Although it has been described that each of the light distribution steps 12a constituting 2 is formed of a hyperbolic paraboloid, the present invention is not limited to this, for example, an elliptic paraboloid or a rotation paraboloid. It is also possible to adopt other curved surfaces such as. Here, the "elliptical paraboloid" means a parabola in which a vertical cross section (or a cross section inclined by a predetermined angle from the vertical direction) and a horizontal cross section (or a cross section inclined by a predetermined angle from the horizontal direction) spread toward the front of the lamp. It means an elliptical paraboloid composed of, or a curved surface similar to this.

[Brief description of the drawings]

FIG. 1 is a front view showing a vehicle headlamp according to a first embodiment of the present invention.

FIG. 2 is a perspective view showing a curved surface shape of each light distribution step constituting the reflecting surface of the reflecting mirror of the first embodiment.

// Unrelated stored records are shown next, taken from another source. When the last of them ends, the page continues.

PR #71, opened 2018-01-09
Variable refactoring

MichaelSimons:
1. Made the `TagVariables` property in the model generally applicable to anywhere variables are used in the model.  As part of this the `TagVariables` property was renamed to `Variables`.
2. Refactored the `build` command's `test-var` option to be generally applicable to any command.  The option was renamed to `var`.
3. Added a prefix to all built in variables to make the manifest easier to read in that it is clear where the variable values come from.
4. Refactored the variable substitution logic so that it is more centrally located within one class.  This refactoring should make it easy to add additional built in variables in the future in addition to adding more places within the manifest that support referencing variables.

### DIFF
--- a/Microsoft.DotNet.ImageBuilder/src/ViewModel/VariableHelper.cs
+++ b/Microsoft.DotNet.ImageBuilder/src/ViewModel/VariableHelper.cs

FIG. 3 is a front view showing a vehicle headlamp according to a second embodiment of the present invention.

FIG. 4 is a partial sectional view of the reflecting mirror of the second embodiment.

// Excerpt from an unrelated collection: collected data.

PR #74, opened 2018-01-11
Ignore pulling base images if name contains a build-arg

ravimeda:
A base image can contain a [build-arg](https://docs.docker.com/engine/reference/builder/#arg). For example -

```
ARG  CODE_VERSION=latest
FROM base:${CODE_VERSION}
```
Pulling `base:${CODE_VERSION}` would fail if the build-arg is not replaced with the corresponding value. Hence these changes enable _ImageBuilder_ to skip pulling base images that contains a build-arg.

A related change is validating the uniqueness of tag IDs.

### DIFF
--- a/Microsoft.DotNet.ImageBuilder/src/ViewModel/ModelExtensions.cs
+++ b/Microsoft.DotNet.ImageBuilder/src/ViewModel/ModelExtensions.cs
@@ -37,21 +37,33 @@ namespace Microsoft.DotNet.ImageBuilder.ViewModel
         {
             IEnumerable<string> sharedTags = repo.Images
                 .SelectMany(images => images.SharedTags?.Keys ?? Enumerable.Empty<string>());
-            IEnumerable<string> platformTags = repo.Images
+            IDictionary<string, Tag> platformTags = repo.Images
                 .SelectMany(image => image.Platforms)
-                .SelectMany(platform => platform.Tags.Keys);
+                .SelectMany(platform => platform.Tags)
+                .ToDictionary(t => t.Key, t => t.Value);
             IEnumerable<string> allTags = sharedTags
-                .Concat(platformTags)
+                .Concat(platformTags.Keys)
                 .ToArray();
+            CheckDuplicates(allTags, "tags");
 
-            if (allTags.Count() != allTags.Distinct().Count())
+            IEnumerable<string> tagIds = platformTags
+                .Where(t => t.Value.Id != null)
+                .Select(t => t.Value.Id)
+                .ToArray();
+            CheckDuplicates(tagIds, "tagIDs");
+        }
+
+        private static void CheckDuplicates(IEnumerable<string> source, string type)
+        {
+            if (source.Count() != source.Distinct().Count())
             {
-                IEnumerable<string> duplicateTags = allTags
+                IEnumerable<string> duplicates = source
                     .GroupBy(x => x)
                     .Where(x => x.Count() > 1)
                     .Select(x => x.Key);
+
                 throw new ValidationException(
-                    $"Duplicate tags found: {Environment.NewLine}{string.Join(Environment.NewLine, duplicateTags)}");
+                    $"Duplicate '{type}' found: {Environment.NewLine}{string.Join(Environment.NewLine, duplicates)}");
             }
         }
     }
--- a/Microsoft.DotNet.ImageBuilder/src/ViewModel/ModelExtensions.cs
+++ b/Microsoft.DotNet.ImageBuilder/src/ViewModel/ModelExtensions.cs
@@ -35,25 +35,28 @@ namespace Microsoft.DotNet.ImageBuilder.ViewModel
 
         private static void ValidateUniqueTags(Repo repo)
         {
-            IEnumerable<string> sharedTags = repo.Images
-                .SelectMany(images => images.SharedTags?.Keys ?? Enumerable.Empty<string>());
-            IDictionary<string, Tag> platformTags = repo.Images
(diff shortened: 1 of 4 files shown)


Microsoft.DotNet.ImageBuilder/src/ViewModel/PlatformInfo.cs
```diff
@@ -74,13 +74,16 @@ public static PlatformInfo Create(Platform model, string repoName, VariableHelpe
...
+
             if (!fromMatches.Any())
             {
                 throw new InvalidOperationException($"Unable to find a FROM image in {this.DockerfilePath}.");
             }
 
-            FromImages = fromMatches.Select(match => match.Groups["fromImage"].Value).ToArray();
+            FromImages = fromMatches
+                .Select(match => match.Groups["fromImage"].Value)
+                .Where(match => !match.Contains("$")).ToArray();
```
MichaelSimons: Formatting - ToArray should be on it's own line to be consistent with the formatting.  It can easily get overlooked where it is.

MichaelSimons: `Where(match => !match.Contains("$")` - match isn't a good name given the previous select.  Something like `from` would be a better choice.

Microsoft.DotNet.ImageBuilder/src/ViewModel/ModelExtensions.cs
```diff
@@ -37,21 +37,33 @@ private static void ValidateUniqueTags(Repo repo)
...
             {
-                IEnumerable<string> duplicateTags = allTags
+                IEnumerable<string> duplicates = source
                     .GroupBy(x => x)
                     .Where(x => x.Count() > 1)
                     .Select(x => x.Key);
+
                 throw new ValidationException(
-                    $"Duplicate tags found: {Environment.NewLine}{string.Join(Environment.NewLine, duplicateTags)}");
+                    $"Duplicate '{type}' found: {Environment.NewLine}{string.Join(Environment.NewLine, duplicates)}");
```
MichaelSimons: I don't think `type` should be quoted.  This isn't a user supplied value.

Microsoft.DotNet.ImageBuilder/src/ViewModel/ModelExtensions.cs
```diff
@@ -37,21 +37,33 @@ private static void ValidateUniqueTags(Repo repo)
...
+                .Concat(platformTags.Keys)
                 .ToArray();
+            CheckDuplicates(allTags, "tags");
 
-            if (allTags.Count() != allTags.Distinct().Count())
+            IEnumerable<string> tagIds = platformTags
+                .Where(t => t.Value.Id != null)
+                .Select(t => t.Value.Id)
+                .ToArray();
+            CheckDuplicates(tagIds, "tagIDs");
```
MichaelSimons: `tagIDs` should be two words since it isn't an element name in the json - `tag IDs`

Microsoft.DotNet.ImageBuilder/src/ViewModel/ModelExtensions.cs
```diff
@@ -37,21 +37,33 @@ private static void ValidateUniqueTags(Repo repo)
...
+                .SelectMany(platform => platform.Tags)
+                .ToDictionary(t => t.Key, t => t.Value);
             IEnumerable<string> allTags = sharedTags
-                .Concat(platformTags)
+                .Concat(platformTags.Keys)
                 .ToArray();
+            CheckDuplicates(allTags, "tags");
 
-            if (allTags.Count() != allTags.Distinct().Count())
+            IEnumerable<string> tagIds = platformTags
```
MichaelSimons: This should be operating on all tags not just the platform tags.

Microsoft.DotNet.ImageBuilder/src/ViewModel/ModelExtensions.cs
```diff
@@ -37,21 +37,33 @@ private static void ValidateUniqueTags(Repo repo)
...
+                .Where(t => t.Value.Id != null)
+                .Select(t => t.Value.Id)
+                .ToArray();
+            CheckDuplicates(tagIds, "tagIDs");
+        }
+
+        private static void CheckDuplicates(IEnumerable<string> source, string type)
```
MichaelSimons: I think the verb used within the methods of this class should be consistent.  Current `Validate` is used.  In that theme `ValidateNoDuplicates` seems more consistent.  BTW I am not as concerned what the verb is, I am more concerned with consistency in the pattern.

Microsoft.DotNet.ImageBuilder/src/ViewModel/ModelExtensions.cs
```diff
@@ -35,35 +35,37 @@ private static void ValidateCommonRepoOwner(Manifest manifest)
...
-                .Select(t => t.Value.Id)
+                .Select(kvp => kvp.Value.Id)
+                .Where(id => id != null)
                 .ToArray();
-            CheckDuplicates(tagIds, "tagIDs");
+            ValidateUniqueElements(tagIds, "tag IDs");
         }
 
-        private static void CheckDuplicates(IEnumerable<string> source, string type)
+        private static void ValidateUniqueElements(IEnumerable<string> source, string element)
```
MichaelSimons: Minor, I think `element` is an ambiguous name.  The name makes me think it is somehow one of the elements that is checked for uniqueness.  How about something like `elementsDescription`?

FIG. 5 is an explanatory diagram showing an operation of the second embodiment.

FIG. 6 is a front view showing a vehicle headlamp according to a modified example of the second embodiment.

FIG. 7 is a partial perspective view of the modified example.

FIG. 8 is a perspective view illustrating a conventional example.

[Explanation of symbols]

 10, 10 'Reflective mirror with step (reflector) 10a Valve insertion hole 12 Reflective surface 12a Light distribution step 14 Annular flat surface part (annular surface part) 14' Annular curved surface part (annular surface part) 14a, 14'a Horizontal diffusion step 16 Bulb 18 Sub Light Filament 20 Shade 22 Upper Wall Inner Surface 22a Left / Right Diffusion Step 24 Lower Wall Inner Surface 24a Ruled Line Ax Reflector Optical Axis

Claims (5)

[Claims] 1. A reflecting mirror having a reflecting surface formed by arranging a plurality of light distribution steps, wherein an annular surface portion is provided at a peripheral edge of a bulb insertion hole formed at a rear top portion of the reflecting mirror. A vehicle headlamp, wherein a plurality of horizontal diffusion steps are formed in a predetermined area of the annular surface portion. 2. The vehicle headlamp according to claim 1, wherein the annular surface portion is a paraboloid of revolution having a focal position in the vicinity of a filament of the bulb inserted into the bulb insertion hole. 3. The vehicle headlamp according to claim 1 or 2, wherein the predetermined range includes at least a portion above the bulb insertion hole. 4. The pitch between the horizontal diffusion steps is set to a pitch corresponding to the horizontal pitch between the light distribution steps. Headlights for vehicles listed above. 5. The pitch between the horizontal diffusion steps is set to a pitch which is an integer fraction of the horizontal pitch between the light distribution steps. The vehicle headlights listed.